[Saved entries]
++++++++++

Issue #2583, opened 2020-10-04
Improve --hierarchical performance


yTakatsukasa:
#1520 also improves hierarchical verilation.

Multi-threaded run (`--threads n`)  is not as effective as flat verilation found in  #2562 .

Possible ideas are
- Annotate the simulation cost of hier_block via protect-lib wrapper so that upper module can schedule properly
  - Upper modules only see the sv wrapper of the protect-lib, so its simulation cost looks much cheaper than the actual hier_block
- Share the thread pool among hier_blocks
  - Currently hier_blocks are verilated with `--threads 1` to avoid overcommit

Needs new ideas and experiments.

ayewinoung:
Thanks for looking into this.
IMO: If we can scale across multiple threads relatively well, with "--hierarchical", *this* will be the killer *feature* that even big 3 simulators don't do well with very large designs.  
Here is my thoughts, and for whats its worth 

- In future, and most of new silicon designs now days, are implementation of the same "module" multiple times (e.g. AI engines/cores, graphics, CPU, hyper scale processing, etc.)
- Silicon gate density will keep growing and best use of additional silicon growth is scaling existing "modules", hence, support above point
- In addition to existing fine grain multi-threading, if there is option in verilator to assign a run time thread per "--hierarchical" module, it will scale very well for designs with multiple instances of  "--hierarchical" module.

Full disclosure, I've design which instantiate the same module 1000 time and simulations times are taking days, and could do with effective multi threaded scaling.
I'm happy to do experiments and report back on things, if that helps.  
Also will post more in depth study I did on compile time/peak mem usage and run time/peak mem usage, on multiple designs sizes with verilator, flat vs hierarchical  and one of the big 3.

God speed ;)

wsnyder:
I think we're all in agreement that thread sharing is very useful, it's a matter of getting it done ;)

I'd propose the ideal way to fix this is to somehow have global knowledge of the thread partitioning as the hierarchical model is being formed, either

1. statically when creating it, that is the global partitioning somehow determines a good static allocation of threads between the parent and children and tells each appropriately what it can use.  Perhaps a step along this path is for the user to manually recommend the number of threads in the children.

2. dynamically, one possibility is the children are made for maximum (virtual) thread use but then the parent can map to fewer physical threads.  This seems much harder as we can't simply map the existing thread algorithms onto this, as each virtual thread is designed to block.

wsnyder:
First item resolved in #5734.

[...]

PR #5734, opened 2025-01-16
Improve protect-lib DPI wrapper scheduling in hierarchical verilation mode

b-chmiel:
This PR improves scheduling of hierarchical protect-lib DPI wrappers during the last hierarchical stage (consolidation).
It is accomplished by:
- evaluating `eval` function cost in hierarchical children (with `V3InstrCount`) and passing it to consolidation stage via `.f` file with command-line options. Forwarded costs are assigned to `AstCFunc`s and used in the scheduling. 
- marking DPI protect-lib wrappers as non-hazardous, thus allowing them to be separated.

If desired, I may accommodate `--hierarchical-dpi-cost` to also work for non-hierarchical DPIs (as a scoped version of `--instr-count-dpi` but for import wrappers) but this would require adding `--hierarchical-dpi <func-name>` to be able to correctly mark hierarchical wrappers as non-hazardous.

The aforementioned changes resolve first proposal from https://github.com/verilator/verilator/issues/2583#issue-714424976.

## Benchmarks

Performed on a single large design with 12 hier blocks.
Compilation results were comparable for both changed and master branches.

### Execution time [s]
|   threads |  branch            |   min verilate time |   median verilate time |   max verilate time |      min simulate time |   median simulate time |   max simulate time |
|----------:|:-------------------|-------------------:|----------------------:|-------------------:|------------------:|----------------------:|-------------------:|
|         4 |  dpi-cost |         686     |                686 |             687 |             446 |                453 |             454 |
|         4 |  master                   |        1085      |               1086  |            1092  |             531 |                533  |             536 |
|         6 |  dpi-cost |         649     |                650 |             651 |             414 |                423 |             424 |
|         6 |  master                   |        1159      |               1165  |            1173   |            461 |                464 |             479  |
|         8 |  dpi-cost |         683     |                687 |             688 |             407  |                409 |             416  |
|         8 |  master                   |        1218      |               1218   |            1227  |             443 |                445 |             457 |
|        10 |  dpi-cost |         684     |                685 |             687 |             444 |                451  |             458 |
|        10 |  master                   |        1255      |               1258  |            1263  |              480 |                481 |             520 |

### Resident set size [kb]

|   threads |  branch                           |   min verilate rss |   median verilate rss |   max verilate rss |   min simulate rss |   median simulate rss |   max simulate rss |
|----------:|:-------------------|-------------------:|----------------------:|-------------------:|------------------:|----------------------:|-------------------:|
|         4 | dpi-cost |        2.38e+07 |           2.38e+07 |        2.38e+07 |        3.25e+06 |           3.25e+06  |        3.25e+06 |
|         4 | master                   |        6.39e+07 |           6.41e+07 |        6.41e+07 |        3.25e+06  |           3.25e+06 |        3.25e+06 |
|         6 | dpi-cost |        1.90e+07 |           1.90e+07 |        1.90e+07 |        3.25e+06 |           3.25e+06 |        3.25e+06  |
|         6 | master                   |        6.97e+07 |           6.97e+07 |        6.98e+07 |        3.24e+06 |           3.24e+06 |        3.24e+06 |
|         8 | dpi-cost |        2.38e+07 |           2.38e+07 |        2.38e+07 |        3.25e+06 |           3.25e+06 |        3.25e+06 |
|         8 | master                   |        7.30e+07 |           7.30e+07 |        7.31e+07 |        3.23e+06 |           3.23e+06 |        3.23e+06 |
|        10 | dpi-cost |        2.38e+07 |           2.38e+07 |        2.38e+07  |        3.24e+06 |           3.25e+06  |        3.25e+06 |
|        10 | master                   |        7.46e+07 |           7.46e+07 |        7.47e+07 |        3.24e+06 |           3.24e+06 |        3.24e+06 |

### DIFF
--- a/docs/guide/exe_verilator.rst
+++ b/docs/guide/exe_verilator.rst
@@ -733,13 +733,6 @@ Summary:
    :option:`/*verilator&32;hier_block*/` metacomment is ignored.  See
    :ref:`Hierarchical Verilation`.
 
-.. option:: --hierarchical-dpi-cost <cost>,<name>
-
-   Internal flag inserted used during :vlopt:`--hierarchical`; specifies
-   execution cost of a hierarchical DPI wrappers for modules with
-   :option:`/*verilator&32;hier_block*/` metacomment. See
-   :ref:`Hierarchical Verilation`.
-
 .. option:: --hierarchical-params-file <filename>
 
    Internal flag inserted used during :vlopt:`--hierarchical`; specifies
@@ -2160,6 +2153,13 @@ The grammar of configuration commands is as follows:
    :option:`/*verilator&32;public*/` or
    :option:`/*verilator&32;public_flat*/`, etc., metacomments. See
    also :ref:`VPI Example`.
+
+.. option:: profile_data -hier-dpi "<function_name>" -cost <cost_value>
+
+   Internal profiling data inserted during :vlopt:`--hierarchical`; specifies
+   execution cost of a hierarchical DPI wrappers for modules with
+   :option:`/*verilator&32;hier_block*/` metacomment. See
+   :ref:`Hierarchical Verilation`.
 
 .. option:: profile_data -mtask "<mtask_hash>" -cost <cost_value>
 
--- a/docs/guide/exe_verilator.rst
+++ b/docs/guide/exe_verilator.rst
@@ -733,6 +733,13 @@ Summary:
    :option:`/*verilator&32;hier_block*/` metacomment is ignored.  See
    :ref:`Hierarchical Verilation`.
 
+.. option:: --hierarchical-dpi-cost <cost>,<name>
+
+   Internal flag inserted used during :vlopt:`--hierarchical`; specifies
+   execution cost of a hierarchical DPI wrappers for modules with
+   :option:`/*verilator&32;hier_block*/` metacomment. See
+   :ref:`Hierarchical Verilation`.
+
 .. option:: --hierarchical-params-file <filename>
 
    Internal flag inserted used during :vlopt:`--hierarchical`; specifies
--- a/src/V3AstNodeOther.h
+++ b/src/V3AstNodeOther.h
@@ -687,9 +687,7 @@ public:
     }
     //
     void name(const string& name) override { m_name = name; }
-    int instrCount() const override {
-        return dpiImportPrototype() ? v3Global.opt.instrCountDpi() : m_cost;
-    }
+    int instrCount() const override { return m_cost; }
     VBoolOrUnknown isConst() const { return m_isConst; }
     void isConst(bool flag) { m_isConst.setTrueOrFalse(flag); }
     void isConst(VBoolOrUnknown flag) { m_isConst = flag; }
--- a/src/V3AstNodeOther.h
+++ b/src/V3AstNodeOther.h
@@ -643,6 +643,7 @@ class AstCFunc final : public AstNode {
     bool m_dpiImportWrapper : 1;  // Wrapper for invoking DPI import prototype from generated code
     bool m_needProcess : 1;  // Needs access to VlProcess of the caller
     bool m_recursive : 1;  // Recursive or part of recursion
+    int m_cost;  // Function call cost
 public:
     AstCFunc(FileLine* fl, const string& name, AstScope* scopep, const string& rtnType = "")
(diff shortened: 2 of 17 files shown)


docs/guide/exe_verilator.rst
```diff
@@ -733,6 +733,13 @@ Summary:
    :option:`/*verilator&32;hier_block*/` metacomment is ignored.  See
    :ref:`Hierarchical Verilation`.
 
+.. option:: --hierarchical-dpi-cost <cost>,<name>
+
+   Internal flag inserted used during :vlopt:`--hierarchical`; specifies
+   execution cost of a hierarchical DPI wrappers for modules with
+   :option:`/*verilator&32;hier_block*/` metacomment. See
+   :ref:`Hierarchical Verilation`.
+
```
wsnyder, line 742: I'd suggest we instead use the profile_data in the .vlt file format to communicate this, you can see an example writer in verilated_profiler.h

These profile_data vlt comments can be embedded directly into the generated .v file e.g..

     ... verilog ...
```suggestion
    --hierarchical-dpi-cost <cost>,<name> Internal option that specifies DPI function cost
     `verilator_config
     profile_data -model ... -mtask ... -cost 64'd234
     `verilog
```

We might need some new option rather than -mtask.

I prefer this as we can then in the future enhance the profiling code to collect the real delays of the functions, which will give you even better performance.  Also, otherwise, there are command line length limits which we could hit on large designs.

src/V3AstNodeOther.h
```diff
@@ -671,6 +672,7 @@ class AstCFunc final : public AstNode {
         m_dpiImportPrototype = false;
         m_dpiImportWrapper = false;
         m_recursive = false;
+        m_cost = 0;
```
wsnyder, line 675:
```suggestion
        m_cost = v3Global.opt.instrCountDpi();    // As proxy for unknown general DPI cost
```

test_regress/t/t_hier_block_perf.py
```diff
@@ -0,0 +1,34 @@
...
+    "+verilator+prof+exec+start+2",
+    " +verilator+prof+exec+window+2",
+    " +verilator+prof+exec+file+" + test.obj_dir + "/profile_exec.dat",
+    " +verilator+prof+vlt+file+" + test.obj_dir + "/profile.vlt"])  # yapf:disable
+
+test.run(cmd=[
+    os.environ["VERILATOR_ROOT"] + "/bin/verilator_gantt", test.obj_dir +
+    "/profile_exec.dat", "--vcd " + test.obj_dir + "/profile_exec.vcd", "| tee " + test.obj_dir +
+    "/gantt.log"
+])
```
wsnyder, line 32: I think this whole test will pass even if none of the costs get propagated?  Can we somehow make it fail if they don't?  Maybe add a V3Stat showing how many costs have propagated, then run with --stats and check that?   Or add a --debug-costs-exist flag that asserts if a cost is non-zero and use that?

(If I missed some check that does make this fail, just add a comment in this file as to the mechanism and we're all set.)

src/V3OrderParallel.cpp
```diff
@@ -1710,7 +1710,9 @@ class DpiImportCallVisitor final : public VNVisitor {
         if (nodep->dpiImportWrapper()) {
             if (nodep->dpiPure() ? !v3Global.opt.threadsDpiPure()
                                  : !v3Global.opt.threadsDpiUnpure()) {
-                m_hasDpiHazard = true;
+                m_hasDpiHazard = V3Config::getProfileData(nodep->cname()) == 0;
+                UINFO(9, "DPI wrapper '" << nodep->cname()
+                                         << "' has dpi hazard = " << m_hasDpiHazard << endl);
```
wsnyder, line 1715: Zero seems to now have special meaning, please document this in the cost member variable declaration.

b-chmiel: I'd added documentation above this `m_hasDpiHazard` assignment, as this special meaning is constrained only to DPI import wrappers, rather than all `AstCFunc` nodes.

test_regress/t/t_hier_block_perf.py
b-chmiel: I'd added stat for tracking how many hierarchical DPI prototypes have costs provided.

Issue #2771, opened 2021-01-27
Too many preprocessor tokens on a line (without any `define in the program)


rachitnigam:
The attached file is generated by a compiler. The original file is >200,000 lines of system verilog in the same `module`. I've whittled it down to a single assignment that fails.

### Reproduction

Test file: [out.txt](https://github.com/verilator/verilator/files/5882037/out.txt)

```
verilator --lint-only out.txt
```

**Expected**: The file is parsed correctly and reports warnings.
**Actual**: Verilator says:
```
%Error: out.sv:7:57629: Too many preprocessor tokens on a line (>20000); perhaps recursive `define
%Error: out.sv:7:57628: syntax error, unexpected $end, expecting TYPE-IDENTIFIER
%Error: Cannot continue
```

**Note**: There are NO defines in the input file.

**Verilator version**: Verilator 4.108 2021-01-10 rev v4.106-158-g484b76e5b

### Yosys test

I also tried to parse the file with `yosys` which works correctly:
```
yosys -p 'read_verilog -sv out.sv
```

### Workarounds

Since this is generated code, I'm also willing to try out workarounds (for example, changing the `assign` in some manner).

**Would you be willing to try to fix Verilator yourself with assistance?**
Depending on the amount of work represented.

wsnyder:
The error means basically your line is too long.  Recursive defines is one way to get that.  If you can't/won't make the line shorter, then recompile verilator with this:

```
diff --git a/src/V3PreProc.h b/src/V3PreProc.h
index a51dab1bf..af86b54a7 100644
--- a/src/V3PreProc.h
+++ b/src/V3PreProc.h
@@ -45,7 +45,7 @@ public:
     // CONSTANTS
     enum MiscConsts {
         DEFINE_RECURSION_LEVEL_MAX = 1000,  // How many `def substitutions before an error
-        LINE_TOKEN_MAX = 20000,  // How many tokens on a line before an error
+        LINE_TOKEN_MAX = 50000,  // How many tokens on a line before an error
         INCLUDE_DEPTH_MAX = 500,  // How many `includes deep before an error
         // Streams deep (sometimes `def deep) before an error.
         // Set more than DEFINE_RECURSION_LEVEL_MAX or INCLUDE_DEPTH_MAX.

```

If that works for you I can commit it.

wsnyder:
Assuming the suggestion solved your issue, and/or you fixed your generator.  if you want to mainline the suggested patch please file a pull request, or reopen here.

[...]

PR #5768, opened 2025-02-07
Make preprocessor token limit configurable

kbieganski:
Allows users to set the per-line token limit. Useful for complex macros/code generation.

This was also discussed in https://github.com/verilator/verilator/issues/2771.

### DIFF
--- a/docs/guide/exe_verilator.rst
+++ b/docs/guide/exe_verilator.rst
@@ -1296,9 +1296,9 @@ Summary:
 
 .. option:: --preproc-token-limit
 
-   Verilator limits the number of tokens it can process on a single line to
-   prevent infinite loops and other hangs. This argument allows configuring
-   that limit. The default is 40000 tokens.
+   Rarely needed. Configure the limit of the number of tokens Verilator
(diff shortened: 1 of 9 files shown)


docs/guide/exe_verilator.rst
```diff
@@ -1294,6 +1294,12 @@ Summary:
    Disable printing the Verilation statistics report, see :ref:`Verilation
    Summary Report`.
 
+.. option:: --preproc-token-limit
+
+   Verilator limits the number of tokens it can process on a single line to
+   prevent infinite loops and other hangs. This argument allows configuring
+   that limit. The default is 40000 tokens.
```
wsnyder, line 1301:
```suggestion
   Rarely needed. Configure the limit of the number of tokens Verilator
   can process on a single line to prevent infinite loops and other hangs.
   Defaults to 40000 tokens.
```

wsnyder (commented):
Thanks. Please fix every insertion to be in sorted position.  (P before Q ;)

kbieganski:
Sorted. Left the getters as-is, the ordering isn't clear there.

++++++++++

WHAT IS NEEDED. Your task is to repeat the records exactly. Begin at their first line and stop after the line containing "IMO: If we can".

TASK RESULT.
Issue #2583, opened 2020-10-04
Improve --hierarchical performance


yTakatsukasa:
#1520 also improves hierarchical verilation.

Multi-threaded run (`--threads n`)  is not as effective as flat verilation found in  #2562 .

Possible ideas are
- Annotate the simulation cost of hier_block via protect-lib wrapper so that upper module can schedule properly
  - Upper modules only see the sv wrapper of the protect-lib, so its simulation cost looks much cheaper than the actual hier_block
- Share the thread pool among hier_blocks
  - Currently hier_blocks are verilated with `--threads 1` to avoid overcommit

Needs new ideas and experiments.

ayewinoung:
Thanks for looking into this.
IMO: If we can scale across multiple threads relatively well, with "--hierarchical", *this* will be the killer *feature* that even big 3 simulators don't do well with very large designs.  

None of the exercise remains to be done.